Photographing Fireflies: Essence of a Summer Night

Radim Schreiber spares no hardship in his quest to photograph fireflies at night.

In the Czech Republic where I grew up, I only saw fireflies a couple of times deep in the forest, and even then, they were very dimly lit. When I came to the United States I was shocked and thrilled to see the abundance of fireflies and their amazing glow. I dreamed about photographing fireflies close-up seven years ago. I envisioned them glowing in the grass with the dark blue sky in the background. I had no idea how I would do it, but I didn’t let go of that dream.

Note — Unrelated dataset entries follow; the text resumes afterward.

PR #267, opened 2016-06-23
Add support for options.query of babel-loader

zhulongzheng:
It seems like that if you add `!!` before `babel-loader`, the options(including query) of `babel-loader` will be ignored by webpack, but the `babel:` option and `.babelrc` still works.
This PR just makes the `options.query` of `babel-loader` work.

### DIFF
--- a/lib/loader.js
+++ b/lib/loader.js
@@ -46,10 +46,20 @@ module.exports = function (content) {
     process.env.NODE_ENV !== 'production' &&
     options.cssSourceMap !== false
 
+  var babelQuery = ''
+  if (hasBabel) {
+    var globalLoaders = this.options.module.loaders
+    for (var i = globalLoaders.length - 1; i >= 0; i--) {
+      if (globalLoaders[i].loader === 'babel') {
+        babelQuery = globalLoaders[i].query ? '?' + JSON.stringify(globalLoaders[i].query) : ''
+      }
+    }
+  }
+
   var defaultLoaders = {
     html: templateCompilerPath + '?id=' + moduleId,
     css: styleLoaderPath + '!css-loader' + (needCssSourceMap ? '?sourceMap' : ''),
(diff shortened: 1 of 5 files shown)


lib/loader.js
```diff
@@ -46,10 +46,20 @@ module.exports = function (content) {
     process.env.NODE_ENV !== 'production' &&
     options.cssSourceMap !== false
 
+  var babelQuery = ''
+  if (hasBabel) {
+    var globalLoaders = this.options.module.loaders
+    for (var i = globalLoaders.length - 1; i >= 0; i--) {
+      if (globalLoaders[i].loader === 'babel') {
```
fnlctrl: `babel-loader` is also valid, should also be supported.

fnlctrl:
Actually, after reading the tests provided in this PR, I've found that setting `babel` on webpack.config alone does the trick, without any need to modify vue-loader.

Interestingly, babel-loader reads `this.options.babel` as globalConfig (see [this line](https://github.com/babel/babel-loader/blob/master/index.js#L79)), but it was never documented, and I haven't found any actual usage of it after searching on google.
 
So I suppose we can close this, but add a note to the docs that if you want to configure babel loader, just set `babel` option on webpack config.

test/test.js
```diff
@@ -79,6 +79,63 @@ describe('vue-loader', function () {
...
+            loader: loaderPath
+          },
+          {
+            test: /\.js?/,
+            loader: 'babel',
+            exclude: /node_modules/
+          }
+        ]
+      },
+      babel: {
```
fnlctrl: Setting `babel` alone will do the trick, without the need to modify vue-loader.

yyx990803:
Closing since a dedicated `.babelrc` is the recommended approach, and magically sniffing the query of another loader rule just doesn't sound right. Thanks for the PR though and sorry for letting it hang for so long.

PR #268, opened 2016-06-25
Handle partial tag (fix #134)

### LINKED ISSUE #134: Suggestion: partial definition tag
Would be nice to able to define component partials in a similar way we're defining the `template`, with a dedicated `<partial>` tag.

Feels wrong to have `template` code like this, defined in the `script` section, in the context of a `.vue` file:

partial-tag

Instead of the above, we could do:

partial-tag-suggestion-v2

Which in my opinion, feels much better.

Or, since a partial is essentially a template, without introducing a new `partial` tag which might be confusing, maybe just add support for multiple `template` tags, and a `partial` property, something like:

##### Main template

```html
<template>
   <partial name="dropdown-area-content"></partial>
</template>
```

##### Partial template

```html
<template partial="dropdown-area-content">
    ...
</template>
```

noirbizarre:
This PR allow to define partials with a `<partial>` tag as propposed in #134 allowing to write:
```xml
<template>
  <div>
    <partial name="my-partial"></partial>
  </div>
</template>

<partial name="my-partial">
  <div>Hello</div>
</partial>
```

The partials are injected into the `partials` option under the `name` key (ie. `my-partial` in the previous example)

Follow the same rule as `<template>` tag:
- template syntax specified with `lang` attribute
- can be loaded from another file with  `src` attribute

### DIFF
--- a/lib/loader.js
+++ b/lib/loader.js
@@ -7,6 +7,7 @@ var path = require('path')
 
 var defaultLang = {
   template: 'html',
+  partial: 'html',
   style: 'css',
   script: 'js'
 }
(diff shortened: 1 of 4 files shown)


yyx990803:
Thanks for the PR - but I don't think `vue-loader` should support it. See https://github.com/vuejs/vue-loader/issues/134#issuecomment-229184502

Firefly photo by Radim Shreiber

For the past couple of summers, I have spent countless hours photographing fireflies starting early in the evening and going late into the night. I have crawled in ditches and swamps and been attacked by mosquitoes and chiggers to get the best photos. I had to stop using insect repellent because it also repelled fireflies.

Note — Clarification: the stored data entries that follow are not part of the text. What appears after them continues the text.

PR #290, opened 2016-07-25
Include upstream loaders in require statements

NeonPaul:
Generated require statements should include any loaders that fall between vue-loader and the source file.

### DIFF
--- a/README.md
+++ b/README.md
@@ -12,3 +12,7 @@ There are also some example projects:
 
 - [vue-loader-example](https://github.com/vuejs/vue-loader-example/)
 - [vue-hackernews](https://github.com/vuejs/vue-hackernews)
+
+## License
+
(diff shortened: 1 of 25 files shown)


yyx990803:
What's the use case for this? I don't think this is necessary because the require generation functions are used to extract parts from the raw `*.vue` file, any remaining requests are applied to the final output instead of individual parts.

NeonPaul:
We have components packaged as individual npm modules, each accompanied by a README.md with code examples in vue file format. I'm writing a loader to extract these code examples, parse them as vue code, and run them in order to (a) make sure they're up to date and correct and (b) avoid having to write the examples once in in the readme and once more in our demonstration project.

kazupon:
Close (outdate)

PR #308, opened 2016-08-09
Custom Rewriters

Xanderite:
Adds option to disable style rewriters, or use custom ones.

Example use case:
- building uncompiled preprocessor code.
  (we want to build skinnable widgets, so outputting a stylus file for a widget is a nicer way than rebuilding the whole project (many widgets) on each style variable change)
- implement scoping rules differently
  (in the above scenario keeping scoped styles requires this functionality)


kazupon:
Close (outdate)

PR #312, opened 2016-08-13
One change - Line 5

aarmand:
'with' is changed to 'which'


yyx990803:
Thanks but this PR seems out of date now after a branch move. Feel free to re-submit against 1.0 branch.

PR #316, opened 2016-08-17
Add ability to set `transformToRequire` option under `vue` in webpack…

fnlctrl:
Add ability to set `transformToRequire` option under `vue` in webpack config,
This provides the missing feature from [html-loader](https://github.com/webpack/html-loader) to specify which tag-attribute combination to be transformed to `require()`.

`transformToRequire` Defaults to {img: 'src'}.

Example usage: (in webpack.config.js)
```javascript
vue: {
  transformToRequire: {
    foo: 'bar'
  }
}
```
will transform `<foo bar="..."/>` to `<foo bar="require(...)"/>`

### DIFF
--- a/lib/template-compiler.js
+++ b/lib/template-compiler.js
@@ -8,7 +8,7 @@ var hotReloadAPIPath = normalize.dep('vue-hot-reload-api')
 var defaultTransformToRequire = {
   img: 'src'
 }
-var transformToRequire = Object.assign({}, defaultTransformToRequire);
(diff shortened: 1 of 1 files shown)


yyx990803:
Maybe also a good idea to make it support an array of attrs:

``` js
vue: {
  transformToRequire: {
    foo: ['bar', 'baz']
  }
}
```

fnlctrl:
Yeah, implementing it now.

fnlctrl:
Done.

PR #322, opened 2016-08-23
Provide default for name option

chrisvfritz:
Use the filename to set a component's name option, if one isn't provided already. This allows more helpful debugging messages by default.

Firefly photo by Radim Shreiber

It is important to me that I portray fireflies in their natural beauty and environment. Despite technical challenges, I have chosen not to use flash or artificial lighting. My approach allows the glow of a firefly to show its true luminosity; also, the camera flash would distract them in their mating rituals. In order to preserve the moment in time exactly as I saw it, I do not manipulate the images in Photoshop.

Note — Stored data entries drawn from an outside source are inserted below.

PR #323, opened 2016-08-25
Add scoped attribute let component css-rules to overwrite the child c…

hinablue:
When I need to overwrite 3rd-party components style, if the parent is "scoped", all the child component's styles (if they are not scoped) cannot be overwrite cause style rules,

```
<template>
  <div class="parent-component">
    <child-component></child-component>
  </div>
</template>
<style scoped>
.parent-component .child-component {
  max-width: 100%;
}
</style>
``` 

```
<template>
  <div class="child-component">
  </div>
</template>
<style>
.child-component {
  max-width: 50%;
}
</style>
``` 

The parent component's style will be rendered to,

```
.parent-component .child-component[_v-d5346ea8] {
  max-width: 100%;
}
```

And child component's style will be rendered to,

```
.child-component {
  max-width: 50%;
}
```

Cause the css selector rule, the `.parent-component .child-component[_v-d5346ea8]` cannot apply to the child component (The rule does not match).

So I modified the style-rewriter to check if `[scoped]` attribute exists in parent component, do not apply the scope id after the selector like this,

```
<style scoped>
.parent-component[scoped] .child-component {
  max-width: 100%;
}
```

Rendered to,

```
.parent-component[_v-d5346ea8] .child-component {
  max-width: 100%;
}
```

So I can change the scope id position that can overwrite the child component's styles.

Also, It ONLY CAN BE OVERWRITE THE FIRST LEVEL OF CHILD COMPONENTS cause it cannot got the second level component's scope id in style-rewrite.

### DIFF
--- a/docs/en/README.md
+++ b/docs/en/README.md
@@ -31,7 +31,7 @@ But Webpack can do more than that. With "loaders", we can teach Webpack to trans
 - Transpile ES2015, CoffeeScript or TypeScript modules into plain ES5 CommonJS modules;
 - Optionally you can pipe the source code through a linter before doing the compilation;
 - Transpile Jade templates into plain HTML and inline it as a JavaScript string;
-- Transpile SASS files into plain CSS, then convert it into a JavaScript snippet that insert the resulting CSS as a `<style>` tag;
+- Transpile SASS files into plain CSS, then convert it into a JavaScript snippet that inserts the resulting CSS as a `<style>` tag;
 - Process an image file referenced in HTML or CSS, moved it to the desired destination based on the path configurations, and naming it using its md5 hash.
 
 Webpack is so powerful that when you understand how it works, it can dramatically improve your front-end workflow. Its primary drawback is verbose and complex configuration; but with this guide you should be able to find solutions for most common issues when using Webpack with Vue.js and `vue-loader`.
--- a/docs/en/features/postcss.md
+++ b/docs/en/features/postcss.md
@@ -15,6 +15,7 @@ module.exports = {
 }
 ```
 
+<<<<<<< HEAD
 For Webpack 2.x:
 
 ``` js
--- a/docs/en/workflow/linting.md
+++ b/docs/en/workflow/linting.md
@@ -2,7 +2,7 @@
 
 You may have been wondering how do you lint your code inside `*.vue` files, since they are not JavaScript. We will assume you are using [ESLint](http://eslint.org/) (if you are not, you should!).
 
-You will also need the [eslint-html-plugin](https://github.com/BenoitZugmeyer/eslint-plugin-html) with supports extracting and linting the JavaScript inside `*.vue` files.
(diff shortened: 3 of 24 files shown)


catalsdevelop:
good, i have also encounter those problems. shadow dom has '::shadow' or '/deep/' to set child component style.

yyx990803:
Hmm, the root of the child component should be style-able from the parent, because it gets both the scope attribute from the parent AND the child. If it is not, then it seems to be a bug.

jvmccarthy:
Thanks for the response @yyx990803 and for your great work with vue!

Let me try to clarify my use case. I'm including an svg icon dynamically in a scoped component like so,
```html
<div class='icon'>
  {{{ getIcon() }}}
</div>
```
where `getIcon()` returns the svg (loaded with the html loader). 

The generated markup looks like this,
```html
<div class='icon' _v-1fd1522a>
  <svg> <!-- (with additional attributes and child path elements) -->
  </svg>
</div>
```

I'm trying to style the fill color of the svg like this,
```css
.icon svg {
  fill: #000000;
}
```
which is getting generated like this,
```css
.icon svg[ _v-1fd1522a] {
  fill: #000000;
}
```

As a result, the svg is not styled as desired. I've got a child element that is not scoped inside a parent element that is scoped, and I want to style the child under the parent. 

Can you clarify how the child component should be styled in a such a case?

Thanks again for efforts and for sharing vue with us all!

hinablue:
@yyx990803 

The style-rewriter in loader always append the attribute `_v-xxxxxxx` in the end of the selector, so the parent cannot style-able the child component.

Just like @jvmccarthy use case, the parent component will be generated the style like,

```
.icon svg[_v-xxxxxx] {
    fill: #000000;
}
```

And the child component will never fit the css selector rule like above. It should be,

```
.icon[_v-xxxxxx] svg {
    fill: #000000;
}
```

I also use some 3rd party component like vue-strap, If I wrote this,

```
<div class="parent-component">
    <v-alert></v-alert>
</div>
```

And HTML will be generated to,

```
<div class="parent-component">
    <div class="alert"> ... </div>
</div>
```

And in parent component style like this,

```
<style scoped>
.parent-component .alert {
}
</style>
```

It will be generated to,

```
.parent-component .alert[_v-af39gh] {
}
```

And this style rule will not fit the DOM Tree.

yyx990803:
I think it breaks the consistency when `<style scoped>` can in fact affect components out of the current scope, and the usage can be a bit obscure to understand.

In fact you can just mix a non-scoped `<style>` if you want normal cascading selectors - of course now you need to make sure there is a globally unique class so it doesn't affect others, but I think this is not really something `scoped` should be dealing with.

jvmccarthy:
Thanks again for considering this. I was able to workaround my specific issue by using the [Cascading SVG Fill Color](https://css-tricks.com/cascading-svg-fill-color/) trick from css-tricks.

PR #1730, opened 2020-09-26
improv: adding option for hmr when target is node

shubhamzanwar:


shubhamzanwar:
When creating native apps with the new renderer package, the target is node and hence, we need some sort of mechanism to enable hot reloading.

shubhamzanwar:
Whoops wrong branch. Should probably be on the `next` branch

PR #1731, opened 2020-09-26
improv: adding option for hmr when target is node

shubhamzanwar:


shubhamzanwar:
When creating native apps with the new renderer package, the target is node and hence, we need some sort of mechanism to enable hot reloading.

shubhamzanwar:
Could we please get some attention to this PR? :(

sodatea:
Does this feature solve your problem? https://github.com/vuejs/vue-loader/pull/1764
If I understand correctly, you are targeting your components to a custom renderer, so you might not only want to enable HMR, but also avoid all other SSR-specific optimizations.

PR #1735, opened 2020-10-01
fix: fix script bindings should not be a  undefined value

PeckZeg:
when bindings pass as a query string, should not be `"undefined"` string value.


PeckZeg:
timeout in unit test - "add custom blocks to the webpack output"?

sodatea (approved):
Thanks!

PR #1745, opened 2020-10-22
fix: set default render when template is empty

meteorlxy:
`@vue/compiler-sfc` will return `null` if `<template>` is empty, so we need default render to handle it.

https://github.com/vuejs/vue-next/blob/f4621ff5ee4abe924d985177956af3ddc9bb378f/packages/compiler-sfc/__tests__/parse.spec.ts#L114-L119

Also, this is also handled by `rollup-plugin-vue`:

https://github.com/vuejs/rollup-plugin-vue/blob/6960203fdc4285b4322a2c4f061f4a2773d49c9c/src/index.ts#L469

Without this default render, it would cause "Component is missing template or render function" warning

### DIFF
--- a/src/index.ts
+++ b/src/index.ts
@@ -151,6 +151,7 @@ export default function loader(
 
   // template
   const renderFnName = isServer ? `ssrRender` : `render`
+  const renderReplace = `script.${renderFnName} = ${renderFnName}`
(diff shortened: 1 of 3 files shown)


meteorlxy:
Close due to https://github.com/vuejs/vue-next/issues/2463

As this project has unfolded, I have learned a great deal about fireflies. Sadly, fireflies have been diminishing in number all over the world. Many believe this is due to agricultural chemicals, urban expansion, and light pollution.

I have received tremendous feedback about the beauty and rarity of my firefly photos, so I am inspired to continue working on this project. Ultimately, I want to learn how to glow like a firefly, illuminate from within, not just reflect light from the outside. This is my personal inspiration, from my love of this little insect.